# What is the rolling on back and wiggling about?



## jwemt81 (Aug 20, 2008)

Tucker does this sometimes, but only in the rooms that are carpeted. He doesn't do it on the tile or wood. His tail is always going about a hundred miles an hour when he's done.


----------



## fostermom (Sep 6, 2007)

Jasmine is the only one who does it with glee and makes all the growly, moany (is that a word) noises to accompany the wiggling. Jasper only gets on his back when I walk up to him, or if he's in the backyard and being a bit sassy. Danny never rolls completely on his back, but he does the "snake" along the bottom part of the couch.


----------



## Oaklys Dad (Dec 28, 2005)

He is doing retro dance from the 70's called the worm. : My guys do the same thing and moan and groan.


----------



## Claire's Friend (Feb 26, 2007)

That's the "Golden Roll" !!!!. I love it when I get a big overweight rescue and then get their weight down enough to do the GR. One of the best parts of rescue!! I don't know if other dogs do it??? This is foster girl Carrie performing the move!!


----------



## Jackson'sMom (Oct 13, 2007)

Both of my dogs do this, usually in grass, but Mila will wiggle like that on the bed, usually in the morning, and then wait for a tummy scratch.


----------



## Noey (Feb 26, 2009)

we call it the "happy roll" and have a song for it. Pure happy rolling around.


----------



## mdoats (Jun 7, 2007)

Rookie does this in the park, in the yard, at the dog park. It's always very joyful and he makes funny noises while he does it.He always starts by putting his head down and rubbing his ear into the ground and then it turns into a full body thing. I always figured it was a back scratch kind of thing.


----------



## Faith's mommy (Feb 26, 2007)

we call it "Faith riding her invisible bicycle" or her "happy dance" 

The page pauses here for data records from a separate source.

PR #430, opened 2018-08-20
Simplify async tasks by not passing $PWD

mafredri:
With zsh-async 1.7.0 we can update the environment of the async worker
(change directory) instead of always passing it as an argument.

This has the added benefit of keeping the async worker pwd in sync with
the terminal and will thus show the correct path when inspecting child
processes.

### DIFF
--- a/pure.zsh
+++ b/pure.zsh
@@ -236,7 +236,7 @@ prompt_pure_async_vcs_info() {
 	vcs_info
 
 	local -A info
-	info[pwd]=$1
+	info[pwd]=$PWD
 	info[top]=$vcs_info_msg_1_
 	info[branch]=$vcs_info_msg_0_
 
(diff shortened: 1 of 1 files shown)


mafredri:
This PR also fixes two bugs, where `$working_tree` (a non-existent variable) was used.

sindresorhus:
Can you rebase from master?

mafredri:
That was quick 😄, done 👍.

mafredri:
Looks like I haven't managed to fully fix https://github.com/sindresorhus/pure/pull/428. Going to be investigating that separate from this PR.

sindresorhus:
With this, I no longer see branch names.

mafredri:
@sindresorhus did your test include 
https://github.com/sindresorhus/pure/pull/430/commits/d54926840cfe1c753b6b76545125eebaddfdbe46? Branch names were broken before it, but it's been working fine for me now.

sindresorhus:
Yeah, that was it. Works great now.

PR #434, opened 2018-09-08
Do not run zle .reset-prompt when switching vi-mode if keys are queued

FrostedMint:
Hello!

I noticed an issue when using Pure with vi-mode. I haven’t tried this on an absolutely clean Zsh installation, but hopefully this repro works for you:

1. Switch to vi-mode with `$ setopt vi`
2. Run some command, like `$ print bark bark`
3. Enter some text in the buffer
4. As quickly as possible, hit `Esc` followed by `c` `c` (which is the vi command to clear the entire line and enter insert mode)

On my machine, this causes the prompt to be drawn one line above where it should be. This can be repeated to progressively move the prompt to the top of the screen, one line at a time.

While poking around trying to figure out what was happening, I noticed that `prompt_pure_update_vim_prompt_widget` was being invoked twice, once for the mode switch to `vicmd` mode, and again for the mode switch back to `main` (insert) mode. Furthermore, on the first invocation, `$KEYS_QUEUED_COUNT`, which is normally 0, was set to 1. For some reason, if this value is greater than 0, calling `zle .reset-prompt` will cause the prompt to be redrawn in the incorrect position.

My theory is that certain vim actions can be “queued up” in ZLE. When typing `Esc`, ZLE will wait a few moments before triggering the mode switch to `vicmd`. However, if we immediately follow by typing `c` `c`, since the first mode switch has yet to occur, we appear to “queue up” a second mode switch back to mode `main`. ZLE will then execute the `prompt_pure_update_vim_prompt_widget` hook twice in quick succession.

**Solution:**
In `prompt_pure_update_vim_prompt_widget`, don’t call `zle .reset-prompt` if `$KEYS_QUEUED_COUNT` is greater than 0. I’m not sure if this check is also needed in `prompt_pure_reset_vim_prompt_widget`, but my gut feeling is no.

**Background info:**
Running `zsh 5.5.1 (x86_64-apple-darwin17.5.0)` on macOS 10.13.6 (17G65). Issue occurs inside and outside of `tmux` (version 2.7), and in both iTerm2 (Build 3.1.7) and Terminal.app (version 2.8.2 (404)). Both `zsh` and `tmux` are binary builds (bottles) installed via Homebrew.

### DIFF
--- a/pure.zsh
+++ b/pure.zsh
@@ -484,7 +484,9 @@ prompt_pure_reset_prompt_symbol() {
 prompt_pure_update_vim_prompt_widget() {
 	setopt localoptions noshwordsplit
 	prompt_pure_state[prompt]=${${KEYMAP/vicmd/${PURE_PROMPT_VICMD_SYMBOL:-❮}}/(main|viins)/${PURE_PROMPT_SYMBOL:-❯}}
-	zle && zle .reset-prompt
+	if (( $KEYS_QUEUED_COUNT == 0 )) ; then
+		zle && zle .reset-prompt
+	fi
 }
 
 prompt_pure_reset_vim_prompt_widget() {


nbari:
Sharing a [gif](https://giphy.com/apps/giphycapture) would help to get a better idea, I have been using the vim feature and works fine so far, even with your example `esc + c c` only issue that I found is that prompt changes slow (double the time) when entering into insert mode but going back to normal mode  is always faster.

nbari:
@mafredri I just notice that the delay only happens within tmux any ideas?

FrostedMint:
Okay, tried in a minimal Zsh setup. Here are links to the [`pure.zsh`](https://raw.githubusercontent.com/sindresorhus/pure/9325fe60f8857ae089146176c2fa73384507dfc3/pure.zsh) and [`async.zsh`](https://raw.githubusercontent.com/sindresorhus/pure/16b141b11ab908bf21d07d21df536e94078a6f01/async.zsh) I’ve downloaded. And my `.zshrc`:

```zsh
set -o vi
fpath=( "$HOME/zsh-tmp/fndir" $fpath )
prompt pure
```

Here’s a gif with the default (I assume?) `$KEYTIMEOUT` of 40. This is outside of tmux:

kt40

If I just type `Esc`, there is a delay before the arrow indicator changes. If I hit `Esc` quickly followed by `b` (which keeps me in `vicmd` mode), the arrow indicator changes as soon as I hit `b`, but the prompt does not move.

However, when I quickly alternate between pressing `Esc` and `i`, the prompt moves. Notice that the indicator never has time to change to the `vicmd` mode indicator, because we switch back to insert before the key timeout.

FrostedMint:
Here’s a gif with `$KEYTIMEOUT` set to 1. In this case everything works. Notice that the indicator now changes when hitting `Esc` and `i`:

kt1

mafredri:
@FrostedMint thanks, I can reproduce with:

```console
> zsh -f
% bindkey -v
% KEYTIMEOUT=40
% fpath=(~/.zsh/functions $fpath)
% autoload -U promptinit; promptinit
% prompt pure
```

and just doing `Esc + i`. But interestingly, I can't reproduce with my own zsh configuration.

It also looks like `KEYS_QUEUED_COUNT` was added in Zsh 5.4, so this would not work (and produce an error) in older versions of Zsh. And it seems like other keys can be queued up as well, say `Esc + p` would leave the the prompt in `vicmd` mode, but the prompt would not be updated to reflect this. So it looks like we need to figure out another approach to tackle this 😕.

mafredri:
@FrostedMint are you still working on this?

FrostedMint:
@mafredri, my apologies, I am not, wasn’t sure how to proceed given the issues you brought up, and then I got distracted by life. 🍃

FrostedMint:
Closing for now since I haven’t touched this in months.

PR #450, opened 2018-12-03
Fix username color

LitoMore:
The white color is not compatible with the Terminal which has a white background. We could use other colors. I think the `reset` is a good choice.


LitoMore:
@mafredri No problem, I suggested this change at here https://github.com/sindresorhus/pure/pull/472#pullrequestreview-248311292.

PR #454, opened 2018-12-14
Update to zsh-async 1.7.1 and recover from unexpected worker death

symphorien:
mafredri/zsh-async#31 fixes a bug which has affected me where in some conditions the worker dies unexpectedly. zsh-async now recovers gracefully from this condition by tearing the worker down and notifying the callback.
This commit updates zsh-async and add some code to handle worker disappearance. The worker will be restarted (if I understand correctly) on next prompt redraw. I tested by waiting for the worker to die and then `cd`ing in another directory and checking that the git information updates correctly.

### DIFF
--- a/pure.zsh
+++ b/pure.zsh
@@ -386,6 +386,10 @@ prompt_pure_async_callback() {
 	local do_render=0
 
 	case $job in
+		\[async])
+			# our worker died unexpectedly
+			typeset -g prompt_pure_async_init=0
+			;;
 		prompt_pure_async_vcs_info)
 			local -A info
 			typeset -gA prompt_pure_vcs_info
--- a/pure.zsh
+++ b/pure.zsh
@@ -391,8 +391,11 @@ prompt_pure_async_callback() {
 
 	case $job in
 		\[async])
-			# our worker died unexpectedly
-			typeset -g prompt_pure_async_init=0
+			# code is 1 for corrupted worker output and 2 for dead worker
+			if [[ $code -eq 2 ]]; then
+				# our worker died unexpectedly
+				typeset -g prompt_pure_async_init=0
+			fi
 			;;
 		prompt_pure_async_vcs_info)
 			local -A info
--- a/async.zsh
+++ b/async.zsh
@@ -3,12 +3,12 @@
 #
 # zsh-async
 #
-# version: 1.7.0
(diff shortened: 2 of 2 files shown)


pure.zsh
```diff
@@ -390,6 +390,10 @@ prompt_pure_async_callback() {
 	local do_render=0
 
 	case $job in
+		\[async])
```
mafredri: I think we need a way to differentiate between the two types of `[async]` errors that can be received here. One is https://github.com/mafredri/zsh-async/blob/98d32afcce8e328be86f381c529e951943e57d19/async.zsh#L288 which returns an exit code of 1 (albeit that behavior is undefined). And then there's the new error (https://github.com/mafredri/zsh-async/blob/98d32afcce8e328be86f381c529e951943e57d19/async.zsh#L320) that indicates the worker has been killed. Just so happens it returns an exit code of 2 now, also undefined.

We could rename the new error to `[async/crash]`. Or we could start defining the error codes. For now checking for `2` should be sufficient though.

pure.zsh
```diff
@@ -390,6 +390,10 @@ prompt_pure_async_callback() {
...
+			# our worker died unexpectedly
+			typeset -g prompt_pure_async_init=0
```
mafredri: The worker could have crashed during some async invocation after the prompt has rendered. In this case, just setting init to zero will not recreate the worker and re-initiate the tasks. Not sure if we want to handle it or not, but I think we do. Worst case the user is left with an empty prompt until they hit enter (e.g. missing git information).

symphorien: I'd say this is not a problem. Rationale: pure is async as in, if information is currently unavailable, then bail out. Here is a new case where information is unavailable, so bail out. On the next prompt draw, we will retry. This seems sane to me.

i love it when she does it, and was so happy when i finally got a video of it!


----------



## Bock (Jun 23, 2008)

Tysen as well as Riley the westie do it...quite often too


----------



## goldensmum (Oct 23, 2007)

Quinn does it and manages to wiggle so much he turns circles on his back and he always has a goofy grin on his face when he's finished


----------



## Lisa_and_Willow. (Dec 18, 2007)

Willow always does this in grass. She loves it when the grass has been cut in the fields and there are big piles of it around.


----------



## AlanK (Jun 28, 2008)

When Tuff dog does it he makes it look like so much fun I want to join him. Some times there may be a pile of some kind of poop under him though:uhoh:


----------



## cubbysan (Mar 13, 2007)

Brady is the first dog I have had that does this, so it might be a golden thing. He mostly does when we are not paying attention to him, like when we are playing with the cat. It is almost like, "Hey look at me!"


----------



## Jersey's Mom (Nov 25, 2007)

Jersey enjoys a good wiggle often he and his mother (Lucy, not me...) especially enjly it with a good toy under them. Antlers, bones, and tennis balls apparently work best!

Julie and Jersey


----------



## beauindie (Aug 20, 2009)

Indie likes to get the biggest stone he can find (he is stone obssesed) and roll on that ,it looks so painfull but he seems to really love it .he manages to look happy and proud all at once.


----------



## AmberSunrise (Apr 1, 2009)

Grins, my goldens all do it - some with the moaning and groaning activity and others more quietly. I have one hallway with tiling halfway up since this is a favorite rolling place while pushing off with their feet (I really got tired of repairing the wall LOL)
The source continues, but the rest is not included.